The annual ELLIS PhD Award recognizes excellent PhD students in artificial intelligence, machine learning and related fields such as computer vision and robotics. A group of renowned scientists reviews nominated dissertations for technical depth, the significance of the research contribution and the potential impact on theory and practice. This year, the committee was particularly impressed with the research conducted by the following two young scientists:


Mathilde Caron (Facebook AI Research & Inria Grenoble)

Dissertation title: ‘Self-Supervised Learning of Deep Visual Representations’

Mathilde Caron from France was part of the CIFRE program which allows PhD students to partner with an academic lab and an industry lab at the same time. With her dissertation ‘Self-Supervised Learning of Deep Visual Representations’, which she did at both Facebook AI Research and Inria Grenoble, she focused on creating learning machines that provide the ability to solve visual recognition tasks without relying on annotated data. The fundamental idea: Humans and many animals can see the world and understand it effortlessly, which gives hope that visual perception could be realised by computers and artificial intelligence. More importantly, living beings acquire such an understanding of the visual world autonomously without the intervention of a supervisor explicitly telling them what is to be seen. This suggests that visual perception can be achieved without too much explicit human supervision, but simply by letting systems observe large amounts of visual inputs. With her award-winning dissertation, Mathilde Caron tackles the problem of self-supervised learning which consists in training deep neural networks without using any human annotations. Breakthroughs in this field can benefit a great variety of potential applications, for example in medical imaging where acquiring annotations is difficult.

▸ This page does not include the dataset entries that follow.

PR #192, opened 2015-02-20
Improve AngularMeteorObject with mechanics to stop the autobinds, watches, autoruns. Cleanup the object properties when it gets removed from the collection

smoke:


Urigo:
Thanks @smoke looks very cool.
Have you tested this with everything in step 6 of the tutorial (save, reset, autobind)?

smoke:
Yes, these commits come from another personal project and all is tested and working.

Urigo:
OK, I'm merging and will test that also myself during the beta period (while re-writing the tutorial)

PR #193, opened 2015-02-20
Refactor rename file urigo:angular.js -> angular-meteor.js as to allow this file to be used on Windows also

smoke:
It seems that this notation is no longer needed as long as the developer points the name of the package in package.js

“I am very honoured to receive this award. My research project was a great team effort together with my three PhD advisors, and I am really grateful for the support they have given me over the past years”, says the 29-year old who now works at Google Research in France.
                              
Her full dissertation can be found here.

More information is also available in this blog post.


Taco Cohen (University of Amsterdam)

Dissertation title: ‘Equivariant convolutional networks’

Taco Cohen from the Netherlands did his PhD at the University of Amsterdam. With his outstanding dissertation ‘Equivariant convolutional networks’ he focused on improving the statistical efficiency of neural networks by enabling them to exploit the symmetries of learning problems. The underlying problem: While human beings and other intelligent animals have the ability to learn new skills and concepts very quickly, current machine learning systems that are able to acquire basic motor skills and perceptual capabilities require a very large amount of training data to do so. Because of this limited ability to generalise, the long tail of machine learning problems remains inaccessible. In medical imaging and computer-aided diagnosis, for instance, it can be very expensive to collect large expert-annotated datasets, rendering many niche applications uneconomical. Taco’s awarded research work explores ways to leverage symmetries to improve the ability of Convolutional Neural Networks (CNNs) and other kinds of neural networks to generalise from relatively small samples.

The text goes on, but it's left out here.